## TRY IT
Look at every line below and count those containing "disposables". Answer with the number only.

• • • • • • •

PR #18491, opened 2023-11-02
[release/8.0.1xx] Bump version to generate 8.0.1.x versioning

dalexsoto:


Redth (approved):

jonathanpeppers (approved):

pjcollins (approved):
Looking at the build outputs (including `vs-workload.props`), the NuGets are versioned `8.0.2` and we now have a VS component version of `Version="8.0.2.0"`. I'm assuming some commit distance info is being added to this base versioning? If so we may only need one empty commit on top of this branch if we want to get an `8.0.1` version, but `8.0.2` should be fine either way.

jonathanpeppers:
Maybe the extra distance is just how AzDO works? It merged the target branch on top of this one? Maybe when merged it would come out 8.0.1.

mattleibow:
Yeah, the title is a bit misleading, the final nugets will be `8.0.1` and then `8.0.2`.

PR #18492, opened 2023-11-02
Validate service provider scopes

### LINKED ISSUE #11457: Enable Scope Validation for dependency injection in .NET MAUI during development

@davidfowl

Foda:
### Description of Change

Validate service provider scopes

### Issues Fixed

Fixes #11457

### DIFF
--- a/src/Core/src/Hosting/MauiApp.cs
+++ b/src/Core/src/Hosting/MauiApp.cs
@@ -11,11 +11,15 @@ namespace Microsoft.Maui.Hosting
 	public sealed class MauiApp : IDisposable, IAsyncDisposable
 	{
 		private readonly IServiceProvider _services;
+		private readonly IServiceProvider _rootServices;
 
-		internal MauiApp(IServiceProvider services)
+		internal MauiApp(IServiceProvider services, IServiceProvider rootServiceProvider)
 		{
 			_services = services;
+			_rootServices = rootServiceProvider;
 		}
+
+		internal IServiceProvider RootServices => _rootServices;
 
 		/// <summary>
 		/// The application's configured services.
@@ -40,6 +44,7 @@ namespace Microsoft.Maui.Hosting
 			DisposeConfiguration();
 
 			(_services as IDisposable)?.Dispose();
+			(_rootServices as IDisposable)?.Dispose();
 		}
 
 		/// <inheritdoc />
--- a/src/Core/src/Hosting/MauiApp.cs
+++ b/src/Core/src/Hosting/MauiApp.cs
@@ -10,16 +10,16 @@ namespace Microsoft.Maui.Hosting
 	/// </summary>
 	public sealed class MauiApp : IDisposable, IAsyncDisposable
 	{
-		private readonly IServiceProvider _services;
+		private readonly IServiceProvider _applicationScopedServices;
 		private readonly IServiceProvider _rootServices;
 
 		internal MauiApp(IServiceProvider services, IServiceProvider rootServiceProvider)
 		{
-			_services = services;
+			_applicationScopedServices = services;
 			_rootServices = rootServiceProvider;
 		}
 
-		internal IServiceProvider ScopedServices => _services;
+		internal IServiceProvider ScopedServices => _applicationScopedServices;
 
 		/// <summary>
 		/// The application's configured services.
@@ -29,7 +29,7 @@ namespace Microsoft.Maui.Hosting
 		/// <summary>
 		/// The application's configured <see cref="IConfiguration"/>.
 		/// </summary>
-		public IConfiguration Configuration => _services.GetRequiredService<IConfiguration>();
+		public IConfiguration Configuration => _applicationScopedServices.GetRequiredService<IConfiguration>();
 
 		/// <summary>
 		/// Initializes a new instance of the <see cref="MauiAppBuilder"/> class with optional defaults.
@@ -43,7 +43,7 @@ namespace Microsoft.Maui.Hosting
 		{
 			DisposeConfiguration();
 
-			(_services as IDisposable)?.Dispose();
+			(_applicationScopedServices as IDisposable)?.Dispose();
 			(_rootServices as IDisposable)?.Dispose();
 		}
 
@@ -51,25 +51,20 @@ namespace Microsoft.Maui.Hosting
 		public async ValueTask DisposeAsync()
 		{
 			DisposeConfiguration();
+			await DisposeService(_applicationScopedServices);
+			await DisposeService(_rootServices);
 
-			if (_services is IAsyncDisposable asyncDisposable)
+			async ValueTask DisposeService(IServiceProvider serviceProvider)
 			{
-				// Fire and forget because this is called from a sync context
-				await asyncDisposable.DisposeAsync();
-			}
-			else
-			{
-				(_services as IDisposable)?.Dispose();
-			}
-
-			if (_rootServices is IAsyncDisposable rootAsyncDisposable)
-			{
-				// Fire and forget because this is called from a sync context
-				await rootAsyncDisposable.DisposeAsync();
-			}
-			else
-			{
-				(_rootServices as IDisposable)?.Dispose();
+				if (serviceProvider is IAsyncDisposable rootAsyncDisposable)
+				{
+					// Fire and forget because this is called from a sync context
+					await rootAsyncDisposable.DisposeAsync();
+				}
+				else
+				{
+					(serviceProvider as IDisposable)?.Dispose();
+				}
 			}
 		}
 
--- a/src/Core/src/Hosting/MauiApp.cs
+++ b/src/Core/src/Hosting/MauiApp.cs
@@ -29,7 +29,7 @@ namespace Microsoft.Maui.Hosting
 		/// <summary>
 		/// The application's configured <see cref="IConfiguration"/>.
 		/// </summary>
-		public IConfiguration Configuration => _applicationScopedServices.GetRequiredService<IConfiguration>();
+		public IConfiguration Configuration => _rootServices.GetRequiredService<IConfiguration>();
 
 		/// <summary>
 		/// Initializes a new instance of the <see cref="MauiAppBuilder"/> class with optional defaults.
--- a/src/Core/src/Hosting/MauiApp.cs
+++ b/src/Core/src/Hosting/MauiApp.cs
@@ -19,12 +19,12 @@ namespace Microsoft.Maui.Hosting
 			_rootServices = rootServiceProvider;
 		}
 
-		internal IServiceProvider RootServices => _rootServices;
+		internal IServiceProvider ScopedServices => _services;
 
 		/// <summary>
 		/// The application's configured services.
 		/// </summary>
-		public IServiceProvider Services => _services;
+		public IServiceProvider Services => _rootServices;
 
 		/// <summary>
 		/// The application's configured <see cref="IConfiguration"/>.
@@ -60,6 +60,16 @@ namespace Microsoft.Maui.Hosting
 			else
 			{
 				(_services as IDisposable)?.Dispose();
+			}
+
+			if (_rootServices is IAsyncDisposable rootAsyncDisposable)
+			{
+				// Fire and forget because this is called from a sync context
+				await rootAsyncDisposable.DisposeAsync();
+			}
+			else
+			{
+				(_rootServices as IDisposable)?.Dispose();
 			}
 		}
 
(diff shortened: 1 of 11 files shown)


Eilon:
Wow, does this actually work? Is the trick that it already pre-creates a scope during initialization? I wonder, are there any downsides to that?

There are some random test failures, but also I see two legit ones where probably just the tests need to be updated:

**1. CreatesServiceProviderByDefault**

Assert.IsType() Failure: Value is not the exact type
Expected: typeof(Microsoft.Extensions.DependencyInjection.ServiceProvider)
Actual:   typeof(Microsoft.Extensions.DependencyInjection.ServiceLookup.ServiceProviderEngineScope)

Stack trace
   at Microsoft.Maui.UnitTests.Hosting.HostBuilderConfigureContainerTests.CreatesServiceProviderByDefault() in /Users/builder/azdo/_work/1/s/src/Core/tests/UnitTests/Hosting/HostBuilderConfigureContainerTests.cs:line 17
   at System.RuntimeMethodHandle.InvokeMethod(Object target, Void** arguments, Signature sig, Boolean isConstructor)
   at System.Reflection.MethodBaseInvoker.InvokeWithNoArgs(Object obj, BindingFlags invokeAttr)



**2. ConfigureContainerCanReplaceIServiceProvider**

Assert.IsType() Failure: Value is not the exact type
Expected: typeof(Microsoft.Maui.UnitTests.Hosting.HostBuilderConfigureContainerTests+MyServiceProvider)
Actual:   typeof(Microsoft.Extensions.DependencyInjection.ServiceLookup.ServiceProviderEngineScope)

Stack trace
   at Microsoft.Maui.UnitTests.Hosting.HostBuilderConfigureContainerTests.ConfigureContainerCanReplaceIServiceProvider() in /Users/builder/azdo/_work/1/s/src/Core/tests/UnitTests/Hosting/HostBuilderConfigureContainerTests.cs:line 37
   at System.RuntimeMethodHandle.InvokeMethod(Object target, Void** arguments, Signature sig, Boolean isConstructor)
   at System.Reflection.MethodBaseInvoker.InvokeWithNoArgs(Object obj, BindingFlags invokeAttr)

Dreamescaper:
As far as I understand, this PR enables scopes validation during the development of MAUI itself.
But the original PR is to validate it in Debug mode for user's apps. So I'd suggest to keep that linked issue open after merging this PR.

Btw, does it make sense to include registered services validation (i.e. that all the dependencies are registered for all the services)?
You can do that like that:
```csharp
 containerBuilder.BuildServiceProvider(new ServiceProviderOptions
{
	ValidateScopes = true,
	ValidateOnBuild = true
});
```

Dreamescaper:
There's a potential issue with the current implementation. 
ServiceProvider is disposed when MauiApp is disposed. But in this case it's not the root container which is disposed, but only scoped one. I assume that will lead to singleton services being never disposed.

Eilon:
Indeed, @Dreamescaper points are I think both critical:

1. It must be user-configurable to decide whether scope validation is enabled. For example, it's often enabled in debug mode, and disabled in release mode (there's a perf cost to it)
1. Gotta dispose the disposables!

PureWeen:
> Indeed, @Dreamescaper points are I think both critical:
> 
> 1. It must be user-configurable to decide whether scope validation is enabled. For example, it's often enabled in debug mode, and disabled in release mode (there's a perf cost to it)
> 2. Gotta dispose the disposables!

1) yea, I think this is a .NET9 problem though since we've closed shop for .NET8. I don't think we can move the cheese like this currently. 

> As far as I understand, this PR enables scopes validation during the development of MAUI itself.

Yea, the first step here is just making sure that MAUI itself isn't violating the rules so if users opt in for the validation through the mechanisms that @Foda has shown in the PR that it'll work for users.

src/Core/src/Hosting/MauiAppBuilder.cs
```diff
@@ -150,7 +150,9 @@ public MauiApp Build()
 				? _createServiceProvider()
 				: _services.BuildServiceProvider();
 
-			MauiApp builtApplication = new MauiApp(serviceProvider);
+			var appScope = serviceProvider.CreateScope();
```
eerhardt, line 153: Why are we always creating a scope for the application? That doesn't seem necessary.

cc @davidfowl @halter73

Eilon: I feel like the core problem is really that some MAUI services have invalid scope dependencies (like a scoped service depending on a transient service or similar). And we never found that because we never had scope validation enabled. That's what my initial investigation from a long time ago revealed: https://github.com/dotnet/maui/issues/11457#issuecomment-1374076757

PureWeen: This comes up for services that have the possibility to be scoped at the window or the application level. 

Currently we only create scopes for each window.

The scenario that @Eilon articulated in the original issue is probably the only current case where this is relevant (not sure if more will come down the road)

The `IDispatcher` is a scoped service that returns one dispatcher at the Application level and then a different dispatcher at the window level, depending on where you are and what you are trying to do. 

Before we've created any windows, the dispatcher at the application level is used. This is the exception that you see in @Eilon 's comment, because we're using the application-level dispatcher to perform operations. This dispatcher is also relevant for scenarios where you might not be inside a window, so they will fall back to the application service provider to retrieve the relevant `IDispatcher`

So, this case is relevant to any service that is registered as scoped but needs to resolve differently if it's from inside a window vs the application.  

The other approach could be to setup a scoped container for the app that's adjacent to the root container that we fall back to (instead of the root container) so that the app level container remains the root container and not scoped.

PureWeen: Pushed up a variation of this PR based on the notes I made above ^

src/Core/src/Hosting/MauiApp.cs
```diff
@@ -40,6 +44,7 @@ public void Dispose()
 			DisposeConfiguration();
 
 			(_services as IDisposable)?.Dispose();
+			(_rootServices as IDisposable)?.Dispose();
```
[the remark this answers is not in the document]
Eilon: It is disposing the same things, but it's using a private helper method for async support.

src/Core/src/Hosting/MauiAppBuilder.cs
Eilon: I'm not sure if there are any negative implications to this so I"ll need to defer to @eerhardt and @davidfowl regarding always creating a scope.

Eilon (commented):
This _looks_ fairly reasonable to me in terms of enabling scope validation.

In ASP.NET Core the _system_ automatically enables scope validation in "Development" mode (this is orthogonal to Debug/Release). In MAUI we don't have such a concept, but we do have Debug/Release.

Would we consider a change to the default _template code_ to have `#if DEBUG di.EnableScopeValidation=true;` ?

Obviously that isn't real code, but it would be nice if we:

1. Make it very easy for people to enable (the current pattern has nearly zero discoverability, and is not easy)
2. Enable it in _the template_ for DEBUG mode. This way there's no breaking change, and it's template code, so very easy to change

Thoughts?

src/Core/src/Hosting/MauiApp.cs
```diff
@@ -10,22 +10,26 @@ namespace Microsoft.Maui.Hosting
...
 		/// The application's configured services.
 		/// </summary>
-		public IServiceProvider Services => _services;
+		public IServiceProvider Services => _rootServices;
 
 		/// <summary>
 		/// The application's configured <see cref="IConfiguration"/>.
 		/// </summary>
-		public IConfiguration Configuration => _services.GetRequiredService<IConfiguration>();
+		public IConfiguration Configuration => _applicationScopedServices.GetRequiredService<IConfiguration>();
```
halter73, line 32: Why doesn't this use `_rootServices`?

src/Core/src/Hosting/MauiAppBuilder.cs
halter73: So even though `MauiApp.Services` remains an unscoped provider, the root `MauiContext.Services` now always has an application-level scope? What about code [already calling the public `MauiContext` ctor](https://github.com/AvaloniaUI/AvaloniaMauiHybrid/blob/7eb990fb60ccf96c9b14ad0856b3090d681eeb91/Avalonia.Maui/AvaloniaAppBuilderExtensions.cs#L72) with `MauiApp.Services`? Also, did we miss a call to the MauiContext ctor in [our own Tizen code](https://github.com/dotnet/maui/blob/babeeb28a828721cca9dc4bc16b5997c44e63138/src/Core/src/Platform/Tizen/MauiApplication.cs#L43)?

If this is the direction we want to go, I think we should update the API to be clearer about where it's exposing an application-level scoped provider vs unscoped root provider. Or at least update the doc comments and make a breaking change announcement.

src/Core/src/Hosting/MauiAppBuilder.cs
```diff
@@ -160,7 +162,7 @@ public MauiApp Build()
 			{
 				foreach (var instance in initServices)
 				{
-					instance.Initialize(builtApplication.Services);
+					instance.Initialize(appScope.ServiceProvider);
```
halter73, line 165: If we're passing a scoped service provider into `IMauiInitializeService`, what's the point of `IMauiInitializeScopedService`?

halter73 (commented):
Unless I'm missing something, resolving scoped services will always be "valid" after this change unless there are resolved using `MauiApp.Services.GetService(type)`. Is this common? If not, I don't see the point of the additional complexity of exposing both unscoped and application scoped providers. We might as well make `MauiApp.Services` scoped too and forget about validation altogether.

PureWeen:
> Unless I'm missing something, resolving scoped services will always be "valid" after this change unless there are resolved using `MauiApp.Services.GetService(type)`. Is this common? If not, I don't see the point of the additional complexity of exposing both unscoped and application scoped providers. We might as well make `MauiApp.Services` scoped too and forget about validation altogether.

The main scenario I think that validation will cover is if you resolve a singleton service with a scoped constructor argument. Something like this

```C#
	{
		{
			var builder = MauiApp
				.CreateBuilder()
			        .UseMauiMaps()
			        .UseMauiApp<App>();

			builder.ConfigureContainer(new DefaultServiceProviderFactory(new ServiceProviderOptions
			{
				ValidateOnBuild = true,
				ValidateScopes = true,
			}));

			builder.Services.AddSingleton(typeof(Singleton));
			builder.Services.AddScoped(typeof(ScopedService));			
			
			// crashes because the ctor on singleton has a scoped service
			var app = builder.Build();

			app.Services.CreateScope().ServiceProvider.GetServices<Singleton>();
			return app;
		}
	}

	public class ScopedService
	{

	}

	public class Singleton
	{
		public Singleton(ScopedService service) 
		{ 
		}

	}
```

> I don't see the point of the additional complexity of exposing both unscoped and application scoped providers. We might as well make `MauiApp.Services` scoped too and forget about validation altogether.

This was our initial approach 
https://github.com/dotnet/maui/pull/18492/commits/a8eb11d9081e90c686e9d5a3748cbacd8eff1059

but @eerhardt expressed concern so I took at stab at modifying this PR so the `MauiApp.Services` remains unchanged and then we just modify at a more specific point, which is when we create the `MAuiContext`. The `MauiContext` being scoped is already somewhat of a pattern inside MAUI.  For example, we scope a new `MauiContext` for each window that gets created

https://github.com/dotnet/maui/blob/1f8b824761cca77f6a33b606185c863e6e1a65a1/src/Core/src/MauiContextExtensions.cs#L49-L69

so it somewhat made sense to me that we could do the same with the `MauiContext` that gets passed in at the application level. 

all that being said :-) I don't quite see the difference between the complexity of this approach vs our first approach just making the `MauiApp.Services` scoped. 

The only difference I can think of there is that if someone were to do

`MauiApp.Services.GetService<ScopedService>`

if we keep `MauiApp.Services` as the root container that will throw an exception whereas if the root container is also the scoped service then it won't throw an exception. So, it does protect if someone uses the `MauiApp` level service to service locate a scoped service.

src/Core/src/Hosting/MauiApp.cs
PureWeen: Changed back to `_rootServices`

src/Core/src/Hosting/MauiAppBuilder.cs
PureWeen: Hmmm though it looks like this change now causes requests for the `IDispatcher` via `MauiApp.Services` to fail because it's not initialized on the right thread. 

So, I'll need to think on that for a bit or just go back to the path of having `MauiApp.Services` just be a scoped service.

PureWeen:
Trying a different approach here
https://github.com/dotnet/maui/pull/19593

• • • • • • •

## SOLUTION TO THIS TASK
2